HOW TO COMPLETE THIS TASK >>
Copy, from the entries below, each line where the word "what" can be found.

TASK INPUTS >>

--------

PR #1513, opened 2023-03-10
add index.html for api/, fixes broken link

scottbale:
I noticed a broken link in [lein-clojure-lsp doc](https://github.com/clojure-lsp/lein-clojure-lsp#usage) to https://clojure-lsp.io/api/ - it appears to be broken because there's no index.html file there. 

As a quick fix, this PR adds one which does a redirect to `api/what-is-it/`.  It is just a copy of `api/what-is-it/index.html` but with relative links adjusted and adding the redirect in a `meta` tag with "Refresh".

Alternative ideas
* We could just change the link in the lein-clojure-lsp doc to point to `api/what-is-it/`
* Some sort of landing page at `api/index.html` rather than a redirect
* Could the `api/what-is-it/` URL just be `api/` instead?

### DIFF
--- a/api/index.html
+++ b/api/index.html
@@ -1,0 +1,799 @@
+
+<!doctype html>
+<html lang="en" class="no-js">
+  <head>
+
+      <meta http-equiv="Refresh" content="0; url='what-is-it/'" />
+      <meta charset="utf-8">
+      <meta name="viewport" content="width=device-width,initial-scale=1">
+      
+        <meta name="description" content="Language Server Protocol Implementation for Clojure">
+      
+      
+      
+      
+        <link rel="canonical" href="https://clojure-lsp.io/api/">
+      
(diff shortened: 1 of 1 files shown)


ericdallo:
Hey @scottbale 👋🏻, thanks for noticing that, but I think we can probably take a different approach, all clojure-lsp pages today are generated from markdown files using mkdocs-material and we avoid maintaining raw htmls because of consistency and maintenance, I think we can just fix the link in lein-clojure-lsp to `https://clojure-lsp.io/api/what-is-it/` as I renamed that page recently and forget to check downstream users (my bad for the breaking change). WDYT?

scottbale:
Sounds good! I'll close this PR and open one with that link fix. 👍

scottbale:
I opened clojure-lsp/lein-clojure-lsp#6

--------

REPLY TO THE EXERCISE >>
As a quick fix, this PR adds one which does a redirect to `api/what-is-it/`.  It is just a copy of `api/what-is-it/index.html` but with relative links adjusted and adding the redirect in a `meta` tag with "Refresh".
* We could just change the link in the lein-clojure-lsp doc to point to `api/what-is-it/`
* Could the `api/what-is-it/` URL just be `api/` instead?
+      <meta http-equiv="Refresh" content="0; url='what-is-it/'" />
Hey @scottbale 👋🏻, thanks for noticing that, but I think we can probably take a different approach, all clojure-lsp pages today are generated from markdown files using mkdocs-material and we avoid maintaining raw htmls because of consistency and maintenance, I think we can just fix the link in lein-clojure-lsp to `https://clojure-lsp.io/api/what-is-it/` as I renamed that page recently and forget to check downstream users (my bad for the breaking change). WDYT?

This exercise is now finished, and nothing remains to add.